Corporate Accountability

FCC v. AT&T

At issue in FCC v. AT&T was whether corporations are entitled to “personal privacy” under the Freedom of Information Act.

Case Summary

CAC filed a brief in this case on November 16, 2010, that helped answer that question by looking at how the Supreme Court has dealt with similar issues under the Constitution throughout our nation’s history. Like the APA, the Constitution uses the term “persons” (not “corporations”) and the Court, like Congress, has held in a number of contexts that corporations can be treated as “persons” for some purposes related to their legitimate business interests. But, throughout our history, the Court has also treated corporations as fictional persons – qualitatively different from human beings – and consistently held that only living, breathing human beings possess the dignity interests protected by privacy rights.

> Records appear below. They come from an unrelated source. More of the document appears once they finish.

PR #524, opened 2022-02-16
Add option to solve LP with Gurobi

anwu1219:
This PR add option to solve the LPs with Gurobi during the search. This is controlled by a flag --lp-solver={native/gurobi}
When Gurobi is enabled, LP is solved by Gurobi by default When Gurobi is not enabled, LP is solved by native simplex engine.

1. When Gurobi is used for LP, Tableau only functions as a centralized place to store bounds.
2. In PLconstraint, access of _assignment are abstracted with "getAssignment()" methods.


guykatzz (approved):
There's a stale exception comment in MILPEncoder that says that only Relus and Maxes are supported - maybe just say "unsupported constraint type", instead.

CAC’s brief argued that FOIA, like our Constitution, protects corporations and human beings differently, and for different reasons. In our brief, we discussed a long line of constitutional cases in which the Court has distinguished between the rights of individuals and those of corporations, particularly in the context of privacy, and argue that the Court should draw a similar distinction in interpreting FOIA. Our brief built off the work CAC has done on “corporate personhood,” both in our narrative, A Capitalist Joker, and in our brief in Citizens United v. FEC.

On March 1, 2011, the Supreme Court ruled unanimously in favor of the FCC as CAC had urged, rejecting AT&T’s meritless argument that corporations are entitled to “personal privacy” under the Freedom of Information Act.